___ RECORDS FOR THE EXERCISE

PR #286, opened 2020-11-03
Feat/radio button

jwinding:
## Feature description
Adds a simple Radio Button atom: just a round button that toggles, with some theme styling. 

We actually need some design here, because I don't think it's been in any of Gustavs drawings so far.

## How to test the feature?
There is a RadioButton story which shows the different colors from the theme, and the three different sizes I defined. 

No.

No.

Yes.

### DIFF
--- a/source/components/atoms/RadioButton/RadioButton.stories.js
+++ b/source/components/atoms/RadioButton/RadioButton.stories.js
@@ -5,14 +5,18 @@ import StoryWrapper from '../../molecules/StoryWrapper';
 import Text from '../Text';
 import RadioButton from './RadioButton';
 
-storiesOf('RadioButtons', module).add('Default', props => (
-  <StoryWrapper {...props}>
-    <RadioButtons />
-  </StoryWrapper>
-));
+const FlexContainer = styled.View`
+  flex: 1;
+`;
+const FlexRow = styled.View`
+  flex-direction: row;
+  max-height: 70px;
+  height: 100%;
+  flex: auto;
+`;
 
-const RadioButtons = injectProps => {
-  const [buttonValues, setBValues] = useState({
+const RadioButtons = () => {
+  const [buttonValues, setButtonValues] = useState({
     box1: false,
     box2: false,
     box3: false,
@@ -21,7 +25,7 @@ const RadioButtons = injectProps => {
 
   function handleChange(id) {
     return () => {
-      setBValues({ ...buttonValues, [id]: !buttonValues[id] });
+      setButtonValues({ ...buttonValues, [id]: !buttonValues[id] });
     };
   }
   return (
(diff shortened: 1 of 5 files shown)


dannil76 (approved):
Works!

source/components/atoms/RadioButton/RadioButton.stories.js
```diff
@@ -0,0 +1,72 @@
...
+import RadioButton from './RadioButton';
+
+storiesOf('RadioButtons', module).add('Default', props => (
+  <StoryWrapper {...props}>
+    <RadioButtons />
+  </StoryWrapper>
+));
+
+const RadioButtons = injectProps => {
+  const [buttonValues, setBValues] = useState({
```
TeddyAndersson, line 15: setButtonValues

source/components/atoms/RadioButton/RadioButton.tsx
```diff
@@ -0,0 +1,134 @@
...
+const RadioButton: React.FC<Props> = ({ selected, onSelect, colorSchema, size }) => {
+  const theme = useContext(ThemeContext);
+  const onPress = () => {
+    LayoutAnimation.configureNext(LayoutAnimation.Presets.easeInEaseOut);
+    onSelect();
+  };
+
+  const validColorSchema = Object.keys(theme.colors.primary).includes(colorSchema)
+    ? colorSchema
+    : 'blue';
```
TeddyAndersson, line 102: I like this check, maybe we should move it to utils or the theme.js so that we can reuse it elsewhere?

source/components/atoms/RadioButton/RadioButton.tsx
```diff
@@ -0,0 +1,134 @@
...
+    borderRadius: 12.5,
+    margin: 4,
+  },
+  large: {
+    height: 35,
+    width: 35,
+    borderRadius: 17.5,
+    margin: 6,
+  },
+};
```
TeddyAndersson, line 71: Would be good to move these into the theme.js, also check out if you could utalize the sizes in the setLayout function in theme.js (y)

TeddyAndersson (changes requested):

source/components/atoms/RadioButton/RadioButton.tsx
jwinding: Sure, sounds like an idea. Here I'm getting the theme from the ThemeContext, which feels a bit better than checking directly against a file, but I guess this doesn't matter very much...

TeddyAndersson: As long as we can guarantee that they are the same values, there is no problemo, since i can se the use of this being widespread in more components. Would be less redundant to not setup the same check in every occasion :D

source/components/atoms/RadioButton/RadioButton.stories.js
jwinding: FIxed.

source/components/atoms/RadioButton/RadioButton.tsx
jwinding: Refactored this into a helper function in theme.js.

source/components/atoms/RadioButton/RadioButton.tsx
jwinding: Moved into theme.js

______

• WORK ORDER:
Only lines with the word "useState" belong in the answer; copy each of them from the material above.

• RESPONSE:
-  const [buttonValues, setBValues] = useState({
+  const [buttonValues, setButtonValues] = useState({
+  const [buttonValues, setBValues] = useState({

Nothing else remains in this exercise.